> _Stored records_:
::::::::::

PR #1552, opened 2020-11-03
[ML] Parse anomaly job JSON config file

edsavage:
Add a parser for the recently added anomaly job configuration file, which
is in JSON format.

As an initial step to the configuration file replacing a number of
command line arguments, modify autodetect to use the jobId extracted by
the parser.

Relates to #1253


lib/core/unittest/CStringUtilsTest.cc
```diff
@@ -969,4 +969,263 @@ BOOST_AUTO_TEST_CASE(testRoundtripMaxDouble) {
...
+    bool parsedOk{false};
+    std::size_t memorySizeMB{0};
+    const std::size_t defaultValue{1};
+
+    {
+        // All valid and specifying a whole number of MB
+        std::tie(memorySizeMB, parsedOk) =
+            ml::core::CStringUtils::memorySizeStringToMB("4194304b", defaultValue);
+        BOOST_TEST_REQUIRE(parsedOk);
+        BOOST_TEST_REQUIRE(4, memorySizeMB);
```
droberts195, line 982: All the `BOOST_TEST_REQUIRE` macros in this file that have two arguments need to be changed.  Either the comma can be changed to `==`, e.g. `BOOST_TEST_REQUIRE(4 == memorySizeMB)`, or the macro can be changed to `BOOST_REQUIRE_EQUAL`, e.g. `BOOST_REQUIRE_EQUAL(4, memorySizeMB)`.  (I think as it stands the comma is acting as a comma operator, so all these assertions are checking the second argument is not zero, null, false, etc.)

droberts195 (commented):
The overall structure of this is fine.

I left quite a few minor comments, but there's nothing fundamentally wrong with this, just small niggles.

lib/core/unittest/CTimeUtilsTest.cc
```diff
@@ -509,4 +509,155 @@ BOOST_AUTO_TEST_CASE(testDurationToString) {
...
+    bool parsedOk{false};
+    ml::core_t::TTime durationSeconds{0};
+    const ml::core_t::TTime defaultValue{1};
+
+    {
+        // All valid and specifying a whole number of seconds
+        std::tie(durationSeconds, parsedOk) =
+            ml::core::CTimeUtils::timeDurationStringToSeconds("14d", defaultValue);
+        BOOST_TEST_REQUIRE(parsedOk);
+        BOOST_TEST_REQUIRE(1209600, durationSeconds);
```
droberts195, line 522: There are still places where `BOOST_TEST_REQUIRE` is being used with the comma operator.

This one needs to be either `BOOST_REQUIRE_EQUAL(1209600, durationSeconds)` or `BOOST_TEST_REQUIRE(1209600 == durationSeconds)`.

But there are others too - please scan all the assertions in the PR to check they are not inadvertently using the comma operator.

droberts195 (approved):
LGTM

PR #1555, opened 2020-11-04
[ML] Fix error logging for foreground persistence

edsavage:
Ensure an error is logged when persistence fails.


droberts195:
It's reasonable for this to be `>non-issue`, because although the code it affects is in 7.10 it is never triggered by the Java side in 7.10.  So no end user will observe the problem in 7.10 and hence it's not necessary to mention in the release notes.

benwtrent (approved):

Issue #1554, opened 2020-11-04
[ML] Pass minimum required disk space for forecasting as a forecast parameter


droberts195:
Currently there is a hardcoded requirement to have 4GB of disk space available for forecasting to run: https://github.com/elastic/ml-cpp/blob/436567b555cf4857606431d823a31fea67b9f1cd/lib/api/CForecastRunner.cc#L498-L502

On the Java side there is a setting to control the disk space requirement, `xpack.ml.min_disk_space_off_heap`.  This should be passed through to the C++ as an optional forecast request field instead of the C++ using a hardcoded value.

An example of how a new field can be added to forecast requests is in #1238 and elastic/elasticsearch#57254.

Then, for consistency with how things worked with the original defaults, the C++ should enforce disk space of 80% of what the Java enforces.  (The reasoning behind this was that some disk space may have been used in between the Java and C++ checks, so the Java code was more conservative than the C++ code.)

Relates to https://github.com/elastic/elasticsearch/issues/58806#issuecomment-659393024

PR #1556, opened 2020-11-04
[ML] Adding a minimum disk space forecast parameter

droberts195:
This new parameter will allow the value of the
xpack.ml.min_disk_space_off_heap Elasticsearch setting
to be propagated to the autodetect process.  It will
prevent problems where xpack.ml.min_disk_space_off_heap
has been set to a low value but the previous hardcoded
C++ check still prevented forecasting from working.

Relates #1554


droberts195:
This is a `>non-issue` because `xpack.ml.min_disk_space_off_heap` is intentionally undocumented.

edsavage (approved):
LGTM

PR #1879, opened 2021-04-27
[ML] Restore blob for incremental training in place

tveasey:
There were a few issues with restoring the data blob into a local member of `CBoostedTreeImpl`:
1. We needed to copy it again to the data frame we actually use for training (it may be possible to move into place, but there are other concerns),
2. For memory estimation we don't want to actually be restoring or even sending the model so we need to disable this operation when we make the runner. Passing an optional data frame is a reasonable way to achieve this,
3. We were bypassing all the logic around how the data frame is stored (this would be ok because we only ever plan to use in core storage for boosted tree training for performance reasons, but it is better to make this explicit).


include/api/CDataFrameAnalysisRunner.h
```diff
@@ -192,19 +208,41 @@ class API_EXPORT CDataFrameAnalysisRunner {
...
 
-    TRunnerUPtr make(const CDataFrameAnalysisSpecification& spec) const;
+    //! Create a new runner object from \p spec.
+    //!
+    //! \param[in] spec The analysis specification.
+    //! \param[out] frameAndDirectory If non-null a data frame is created which
+    //! is suitable for the analysis together with the directory handle, if it
+    //! is stored on disk, and written to this.
+    TRunnerUPtr make(const CDataFrameAnalysisSpecification& spec,
+                     TDataFrameUPtrTemporaryDirectoryPtrPr* frameAndDirectory = nullptr) const;
```
tveasey, line 225: A significant part of this change (particular in the test code) relates to handing off the creation of the data frame on which to run the analysis to this class. This is needed because we can restore data if we are running incremental training. This is optional because we don't want to restore or create a data frame if we are just estimating memory.

lib/api/CDataSummarizationJsonSerializer.cc
```diff
@@ -71,14 +71,14 @@ bool getBool(const rapidjson::Value& element, const std::string& tag, bool fallb
     return element[tag].GetBool();
 }
 
-std::stringstream decompressStream(boost::iostreams::stream_buffer<Device>& buffer) {
-    std::stringstream decompressedStream;
+auto decompressStream(boost::iostreams::stream_buffer<Device>& buffer) {
+    auto decompressedStream = std::make_shared<std::stringstream>();
```
droberts195, line 75: Is this change really necessary?  The returned stringstream will be moved, so returning by value won't be copying the contents.

lib/api/CDataSummarizationJsonSerializer.cc
```diff
@@ -117,19 +118,19 @@ void CDataSummarizationJsonSerializer::addToJsonStream(TGenericLineWriter& write
...
     writer.Key(JSON_NUM_COLUMNS_TAG);
-    writer.Uint64(m_Frame.numberColumns());
+    writer.Uint64(m_NumberColumns);
 
     writer.Key(JSON_COLUMN_NAMES_TAG);
     writer.StartArray();
-    for (const auto& columnName : m_Frame.columnNames()) {
-        writer.String(columnName);
+    for (std::size_t i = 0; i < m_NumberColumns; ++i) {
+        writer.String(m_Frame.columnNames()[i]);
```
droberts195, line 126: Why can't range for loops be used here any more?

droberts195 (approved):
LGTM

Just a couple of minor questions

lib/api/CDataSummarizationJsonSerializer.cc
tveasey: Ultimately, I don't think we want to be copying this into a `stringstream` at all. In fact, I started to make this change, which is relatively easy, but then thought, probably we should actually be reusing `CStateDecompressor` here and using a handler rather than parsing everything into intermediate representation.

I decided not to focus on that in this change, but didn't revert this small change because it represents a step in that direction.

droberts195: Yes, agreed it would be nice to reuse the pure streaming implementation we have rather than hold intermediate states in full.

lib/api/CDataSummarizationJsonSerializer.cc
tveasey: This was an oversight in the original implementation. The data frame contains extra columns which it uses to cache information during training. These should not be serialised. So here `m_NumberColumns < m_Frame.columnNames().size()`. On reflection, it is worth adding a comment for this.

tveasey: See [2edd458](https://github.com/elastic/ml-cpp/pull/1879/commits/2edd458f6acd57dd4da9073af66de812d78afa5d).

PR #1887, opened 2021-04-30
[ML] Fix CStringStore unit test

### LINKED ISSUE #1885: [CI] CStringStoreTest.testStringStore failed
Build: https://elasticsearch-ci.elastic.co/job/elastic+machine-learning+pull-request/380/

::::::::::

> _PROBLEM DETAILS_: Will you return exactly the lines above from the one with "[ML] Restore blob" down to the one with "1. We needed", counting both as part of the range?

> _REPLY TO THE TASK_:
[ML] Restore blob for incremental training in place

tveasey:
There were a few issues with restoring the data blob into a local member of `CBoostedTreeImpl`:
1. We needed to copy it again to the data frame we actually use for training (it may be possible to move into place, but there are other concerns),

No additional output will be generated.